[Action item]
Match the string "material" against each line below, and copy every line that matches.

[Task input]
[Start of section]

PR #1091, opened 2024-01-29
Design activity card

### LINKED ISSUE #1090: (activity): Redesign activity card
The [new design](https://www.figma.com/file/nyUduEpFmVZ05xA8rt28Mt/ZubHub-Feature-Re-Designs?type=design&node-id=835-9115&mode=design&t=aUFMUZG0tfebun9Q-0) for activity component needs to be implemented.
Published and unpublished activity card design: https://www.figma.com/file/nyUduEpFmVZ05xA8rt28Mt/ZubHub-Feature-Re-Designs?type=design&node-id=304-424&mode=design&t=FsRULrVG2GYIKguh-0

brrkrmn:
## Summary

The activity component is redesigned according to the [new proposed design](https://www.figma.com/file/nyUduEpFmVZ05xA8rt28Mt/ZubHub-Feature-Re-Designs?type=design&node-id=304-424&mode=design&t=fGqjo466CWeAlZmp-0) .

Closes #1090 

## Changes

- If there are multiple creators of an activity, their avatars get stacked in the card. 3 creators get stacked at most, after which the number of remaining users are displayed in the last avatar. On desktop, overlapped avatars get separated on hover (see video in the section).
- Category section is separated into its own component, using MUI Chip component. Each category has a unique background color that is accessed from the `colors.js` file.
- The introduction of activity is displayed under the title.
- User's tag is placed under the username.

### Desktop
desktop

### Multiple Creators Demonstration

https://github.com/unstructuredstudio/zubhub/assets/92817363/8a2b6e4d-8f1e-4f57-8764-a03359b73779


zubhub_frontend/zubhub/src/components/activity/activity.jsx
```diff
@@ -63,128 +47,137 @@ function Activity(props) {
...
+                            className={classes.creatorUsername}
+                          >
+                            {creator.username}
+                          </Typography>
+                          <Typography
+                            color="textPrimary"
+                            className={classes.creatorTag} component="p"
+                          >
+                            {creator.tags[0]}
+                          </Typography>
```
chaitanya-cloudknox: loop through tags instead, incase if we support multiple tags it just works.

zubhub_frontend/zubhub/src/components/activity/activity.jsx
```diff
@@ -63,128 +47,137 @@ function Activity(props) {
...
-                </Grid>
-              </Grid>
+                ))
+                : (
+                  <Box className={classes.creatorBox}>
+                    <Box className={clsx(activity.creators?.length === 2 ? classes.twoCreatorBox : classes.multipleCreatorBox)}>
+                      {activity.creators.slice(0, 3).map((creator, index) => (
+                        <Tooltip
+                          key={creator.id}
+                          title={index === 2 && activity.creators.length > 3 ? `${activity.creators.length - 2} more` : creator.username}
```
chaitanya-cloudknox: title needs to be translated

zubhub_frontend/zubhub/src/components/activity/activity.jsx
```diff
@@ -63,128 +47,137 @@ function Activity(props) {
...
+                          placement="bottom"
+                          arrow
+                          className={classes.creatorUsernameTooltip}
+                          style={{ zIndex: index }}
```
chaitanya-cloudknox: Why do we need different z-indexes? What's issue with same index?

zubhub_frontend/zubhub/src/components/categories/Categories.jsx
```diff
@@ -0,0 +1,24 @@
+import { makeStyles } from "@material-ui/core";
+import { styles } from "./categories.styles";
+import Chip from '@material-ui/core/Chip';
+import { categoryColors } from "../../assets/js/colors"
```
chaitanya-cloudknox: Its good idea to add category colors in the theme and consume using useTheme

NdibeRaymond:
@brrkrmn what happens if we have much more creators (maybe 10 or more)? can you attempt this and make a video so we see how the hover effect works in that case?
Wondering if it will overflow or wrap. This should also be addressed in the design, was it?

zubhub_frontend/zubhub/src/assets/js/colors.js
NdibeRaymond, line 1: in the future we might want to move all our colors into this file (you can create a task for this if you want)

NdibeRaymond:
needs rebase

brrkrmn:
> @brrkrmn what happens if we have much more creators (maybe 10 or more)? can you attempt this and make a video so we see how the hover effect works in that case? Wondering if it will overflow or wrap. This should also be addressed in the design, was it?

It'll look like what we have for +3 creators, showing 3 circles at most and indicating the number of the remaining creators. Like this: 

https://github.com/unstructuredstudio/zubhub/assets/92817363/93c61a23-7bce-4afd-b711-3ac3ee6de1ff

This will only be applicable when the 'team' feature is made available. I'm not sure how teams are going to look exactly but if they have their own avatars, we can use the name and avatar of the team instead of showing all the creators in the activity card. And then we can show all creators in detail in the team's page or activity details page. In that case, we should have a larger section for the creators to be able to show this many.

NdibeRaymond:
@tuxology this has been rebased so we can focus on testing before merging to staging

[End of section]

[Response to the exercise]
+import { makeStyles } from "@material-ui/core";
+import Chip from '@material-ui/core/Chip';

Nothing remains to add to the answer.